The honest happiness she found in the ebb and flow of the conversation had almost erased thoughts of the previous twenty-four hours, but with his question, memories flooded back into her consciousness. Her face fell.
“I am sorry. It has been a difficult time?” he asked.
“Fuck yeah. Cops after me again. The effort they put into persecuting an honest graffiti philosopher.” With the last sentence, she managed to force a little levity into her voice.
“But you say you scare the police. More than simple graffiti.” Rai could never understand exactly what Mike thought of her more outrageous theories, whether interpretations of novels or explanations of police behavior. He seemed to see them as part of a game; sometimes he scolded her for breaking the rules and suggesting a totally ridiculous idea, but most of the time he seemed content to play with them.
“Maybe. I mean, it’s clear they’re after something. I still dunno what. You’re right: Z’s not clued into what freedom’s about. He’s just gettin’ off on his own fancy words. I dunno what the cops are up to.”

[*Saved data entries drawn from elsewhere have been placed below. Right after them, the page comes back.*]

Issue #654, opened 2023-11-08
uui-swatch: selection no longer works with space key


bjarnef:
### Which *exact* UI Library version are you using? For example: 1.0.1 - don't just write v1.

1.6.0-rc

### Bug summary

The selection of the swatch used to be possible using the `space` key, but doesn't seem to work anywork.
I noticed in with 1.6.0-rc in backoffice, but also seems to be the case here:
https://uui.umbraco.com/?path=/story/uui-color-swatches--overview

https://github.com/umbraco/Umbraco.UI/assets/2919859/491ebcef-6a80-44b3-990b-c67acd9f625d

### Steps to reproduce

Try make a selection of in `uui-swatch` or a swatch in `uui-swatches` using keyboard and hit `space` key to select.
It seems to uncheck right away.

bjarnef:
Actually it seems to be an issue in both latest version and 1.6.0-rc

I can reproduce in both of these examples, with a single hit on space key.

https://github.com/umbraco/Umbraco.UI/pull/536#issuecomment-1802026991

However if holding space key down sometimes the swatch is selected, sometimes not and toggle fast between selection. I think the issue is it react on keypress and hit keyup, when releasing the key.

bjarnef:
@iOvergaard @nielslyngsoe I think the root cause to this, may be how the selectable mixin works?

https://github.com/umbraco/Umbraco.UI/blob/04709c32cb81b058bdf7976b69533e5b793c49ab/packages/uui-base/lib/mixins/SelectableMixin.ts#L66

bjarnef:
I can also reproduce on selectable cards:
https://uui.umbraco.com/?path=/story/uui-card-media--selectable

Holding down space key toggle toggle the selection - in my opinion first when key is released (`keyup` event).

nielslyngsoe:
Hi @bjarnef 

I agree, you should be able to use spacebar to select.

Feel free to make PR, please make a new PR for each component.

Thanks

PR #920, opened 2024-09-22
Ensure keydown doesn't trigger click event as well in SelectableMixin

bjarnef:
… which trigger select + deselect.

## Description
This PR fixes https://github.com/umbraco/Umbraco.UI/issues/654

When hitting space key e.g. at `uui-color-swatch` it furthermore triggered click event. So it selected the element, but deselected it immediately after.

I have tested that selection + deselection both work using keydown and click event.

## Types of changes

https://github.com/user-attachments/assets/a31156e0-b2f0-4d12-a3b3-d4a29984fe4f

## Checklist

### DIFF
--- a/packages/uui-base/lib/mixins/SelectableMixin.ts
+++ b/packages/uui-base/lib/mixins/SelectableMixin.ts
@@ -76,11 +76,22 @@ export const SelectableMixin = <T extends Constructor<LitElement>>(
     constructor(...args: any[]) {
       super(...args);
       this.addEventListener('click', this._handleClick);
-      this.addEventListener('keydown', this.handleSelectKeydown);
+      this.addEventListener('keydown', this._handleSelectKeydown);
     }
 
-    private handleSelectKeydown = (e: KeyboardEvent) => {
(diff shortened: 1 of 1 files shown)


bjarnef:
@iOvergaard @nielslyngsoe this should fix the issue that `uui-color-swatch` hasn't been selectable using keyboard event for a while.

bjarnef:
@nielslyngsoe could this one be merged as well?

bjarnef:
As I recall it fires both events because of key event and because space on button element trigger click on button.

I think I originally tried just on key event, which wasn't enough.

nielslyngsoe:
Hi @bjarnef 

Again thanks for highlighting this. I'm not a big fan of preventing all click events from doing the default and as well stopping them. Cause it could cause problems for other interactions, if user hits the area of this.

Instead I've taken a different approach in this PR where I stop the keyboard event when there is a match for selection.
https://github.com/umbraco/Umbraco.UI/pull/958

Could you have a look at that and let me know what you think.

Thanks in advance

madsrasmussen:
Fixed by https://github.com/umbraco/Umbraco.UI/pull/958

“Perhaps they do not like graffiti.”
“There’s lotsa graffiti around. I bet they don’t like philosophy. Or the idea of a street kid who knows more than they do.”

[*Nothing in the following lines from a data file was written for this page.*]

PR #921, opened 2024-09-22
Feat: Group for each color swatch

bjarnef:
## Description
This PR add a group property to each color swatch, so `uui-color-swatches` show color swatches grouped if any.
Currently multi selection is possible as in render a  `uui-color-swatches` component per group. We may need to consider this or if all should be grouped inside component?

The `uui-color-swatches` as slotted content, which may be useful, but could it has default slotted content based on the array of swatches and just pass to in to a property?

## Types of changes

image

## Checklist


bjarnef:
@iOvergaard I think we could handle grouping inside `<umb-color-swatches>` instead.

“Perhaps.” His eyes twinkled.
“But I think they know something. They’re trying to stop us from saying it.”
“And what is ‘it’?”
“That’s the problem. Like I said, I dunno. But these words mean something. Not necessarily what Z wants to say or even what I mean. It’s like… like I’m a pen who’s writing the meaning of life, ‘cept I don’t know what I’m writing. I gotta wait till it’s all done, then I get to read what I wrote.” She liked the metaphor; it felt clever on her tongue.
“You do not look like a pen.”
“It’s a simile, Mike. C’mon. I think it’s a pretty cool image.”
“You, who are so careful with your metaphor of Anna–”
“Hey, yeah! It’s like that, too. Anna’s writing a message, right? Her character, I mean, is part of the theme of the book. She doesn’t know what the theme is: only Tolstoy and the reader do. She’s just a part of this big–”
“You will remember that Tolstoy sacrifices Anna to convey his meaning. We would not want that.”
“Yeah…”
“You also compare yourself to a pen. A pen does not think, yet this is your great pride, yes? Thinking? You choose two metaphors that put you at the mercy of another hand.”
“Yeah, OK, but–”
“And whose hand writes with this pen? Who would be your Tolstoy? I do not think you believe in a God who works this way. And you are not–”
“OK, OK!” Rai had to laugh. “You win! The metaphor sucks. I gotta look for something better. Or maybe I gotta think about Anna some more. Figure out who Vronsky is.”
“Ah, Helenushka…” Mike looked at his watch. “I am sorry, but I must go early today.”
“Whassup?”
He blushed. She had never seen this reaction from him. “I am having dinner.”
“Dinner?” Then she realized the meaning of the blush. “With a skirt? Yo, Mike, congrats! You’re gonna hafta give me all the details tomorrow. You’re gonna score. I got a feeling.”
“Helen, I am sixty-two years old. I do not ‘score,’ I fear.”
“Don’t sell yourself short. Go buy some Viagra or something.”
“This is not what I meant.”
“Yeah, well, have a good time. You got enough condoms?”
Mike blushed. “I will see you tomorrow?”
“Unless you’re sleepin’ it off.” She winked, then laughed as he sprung down the bleachers with steps too spry for an old man. As he walked away, she watched the game for a while, thinking perhaps that it had a meaning that would clarify her life, but she saw nothing of interest at all, so she pulled her book from her pack and began to read the last, Anna-less hundred pages. They were a struggle to read; with her heroine dead, the words felt heavy and pointless. She wished she could just talk with Mike some more.